Vor gut 170 Jahren ließ ein rassistischer Naturforscher afroamerikanische Sklaven fotografieren, um die Unterlegenheit einer schwarzen Rasse zu belegen, und überließ die Bilder am Ende der Harvard University. Nun prozessiert eine mutmaßliche Nachfahrin (in fünfter Generation) eines der Porträtierten gegen die Universität, aber welche Rechtsgüter sind hier überhaupt strittig?

Bildrechte: Die Fotos der Vorfahren
Renty „Taylor“, geboren um 1775 im Gebiet des Kongo und später in die Sklaverei verschleppt, hier in einem Porträtfoto vom März 1850. Sein tatsächlicher Name ist unbekannt; „Taylor“ wurde er nach den damaligen Gepflogenheiten genannt, weil das der Name seines Besitzers war.

Louis Agassiz, der 1807 in der Schweiz geboren wurde, in Erlangen und München studierte und 1847 in die USA auswanderte, um in Harvard eine Professur für Zoologie und Geologie anzutreten, war ein Rassist. Er war von der schon damals überholten These überzeugt, es gäbe verschiedene Menschenrassen, die unabhängig voneinander entstanden und folglich nicht miteinander verwandt seien. Und er ging davon aus, dass die im Afrika beheimatete schwarze Rasse der weißen von Natur aus unterlegen sei, womit die Sklaverei gerechtfertigt wäre. Um seine Position zu belegen – nach welchen Kriterien auch immer –, suchte er „rassisch reine“ Afrikaner unter den Sklaven in den USA und ließ sie durch den Fotografen J. T. Zealy porträtieren. An seinem Lebensende 1873 waren 15 solcher Daguerreotypien in seinem Besitz, die er seiner Universität vermachte. Dort gerieten sie zunächst in Vergessenheit, bis sie mehr als hundert Jahre später wiederentdeckt und die Namen der Abgebildeten ermittelt wurden, unter anderem Renty Taylor und dessen Tochter Delia.
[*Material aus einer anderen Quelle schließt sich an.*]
PR #1185, opened 2024-10-10
[skrifa] cff: allow empty private dict and fix scaling

### LINKED ISSUE #1184: Path extraction fails for CFF contour for various glyphs of Material Icons
With https://fonts.gstatic.com/s/googlematerialicons/v142/Gw6kwdfw6UnXLJCcmafZyFRXb3BL9rvi0QZG3Q.woff2 Material Icons CFF font, Skia path extraction fails, and cbrokaw@ reports, when reading the CFF path an error `PostScript(MissingPrivateDict)` occurs.

Example glyph ids: 
```
~/dev/harfbuzz/build/util/hb-shape --no-glyph-names  Gw6kwdfw6UnXLJCcmafZyFRXb3BL9rvi0QZG3Q.ttf "mood present_to_all"
[1829=0+512|1=4+512|2261=5+512]
```

dfrg:
We were erroneously rejecting a Private DICT with length 0. Also, the value `Fixed::ONE` was used as a sentinel for unscaled drawing but this value can be produced when upem is 512 and requested ppem is 8, resulting in incorrect scaling. Replaced the scale factor with an option to correct this.

Fixes #1184


font-test-data/test_data/ttf/material_icons_subset.ttf
drott, line 1: Did the subsetting preserve the empty private dict?

font-test-data/test_data/ttx/material_icons_subset.ttx
```diff
@@ -0,0 +1,256 @@
...
+      <UnderlinePosition value="-100"/>
+      <UnderlineThickness value="50"/>
+      <PaintType value="0"/>
+      <CharstringType value="2"/>
+      <FontMatrix value="0.001953125 0 0 0.001953125 0 0"/>
+      <FontBBox value="-1 0 513 512"/>
+      <StrokeWidth value="0"/>
+      <!-- charset is dumped separately as the 'GlyphOrder' element -->
+      <Encoding name="StandardEncoding"/>
+      <Private>
```
drott, line 171: Does this compile to an empty one?

drott (approved):
LGTM and big thanks for the quick fix!

font-test-data/test_data/ttx/material_icons_subset.ttx
dfrg: Yes, this confused me as well but those are all default values so the compiler just omits the dict entirely. There's a test to check for this.

skrifa/src/outline/cff/mod.rs
```diff
@@ -707,6 +709,36 @@ mod tests {
         assert!(svg.to_string().ends_with('Z'));
     }
 
+    /// Ensure we don't reject an empty Private DICT
+    #[test]
+    fn empty_private_dict() {
+        let font = FontRef::new(font_test_data::MATERIAL_ICONS_SUBSET).unwrap();
+        let common = OutlinesCommon::new(&font).unwrap();
+        let outlines = super::Outlines::new(&common).unwrap();
```
drott, line 717: So before, outlines came back as Err()? Do we want to access any contours here as part of the test?

skrifa/src/outline/cff/mod.rs
```diff
@@ -707,6 +709,36 @@ mod tests {
...
+        assert!(outlines.top_dict.private_dict_range.is_empty());
```
drott, line 718: This assert answers my earlier question.

font-test-data/test_data/ttx/material_icons_subset.ttx
drott: Ack, thanks!

skrifa/src/outline/cff/mod.rs
dfrg: Constructing Outlines was fine, but making a Subfont would return an error so we couldn't generate an outline. This is checked, although indirectly, in the following test.

dfrg: Although the call to `Outlines::private_dict_range()` would fail in this case, which is checked here.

Tamara Lanier aus Norwich (Connecticut), die offenbar eine Nachfahrin Renty Taylors in fünfter Generation ist, hatte die Harvard University 2019 verklagt. Sie forderte die Herausgabe der Daguerreotypien und verlangte, die Universität dürfe keinen Profit aus der Lizensierung der Fotos schlagen; diese sollten vielmehr gemeinfrei sein. Darüber hinaus forderte sie Schadensersatz für das emotionale Leid, das die Veröffentlichung der Fotos bei den Nachkommen verursacht hätte. Nachdem dies in einer früheren Instanz zurückgewiesen worden war, befand das höchste Gericht des Staates Massachusetts nun, dass Lanier einen Anspruch gegenüber Harvard geltend machen könne – allerdings nur, so weit es den letzten Punkt betrifft. Das Gericht bestätigte dagegen, dass allein der Fotograf und nicht die Abgebildeten die Besitzrechte an den Daguerreotypien hätten, und über den Auftraggeber Louis Agassiz waren diese nun auf die Universität übergegangen. Zwar hatten 43 Nachkommen von Agassiz die Universität aufgefordert, die Bilder an die Familie von Tamara Lanier zu übergeben, aber das wäre nur als Geste der Wiedergutmachung möglich; einen Rechtsanspruch darauf gibt es nicht.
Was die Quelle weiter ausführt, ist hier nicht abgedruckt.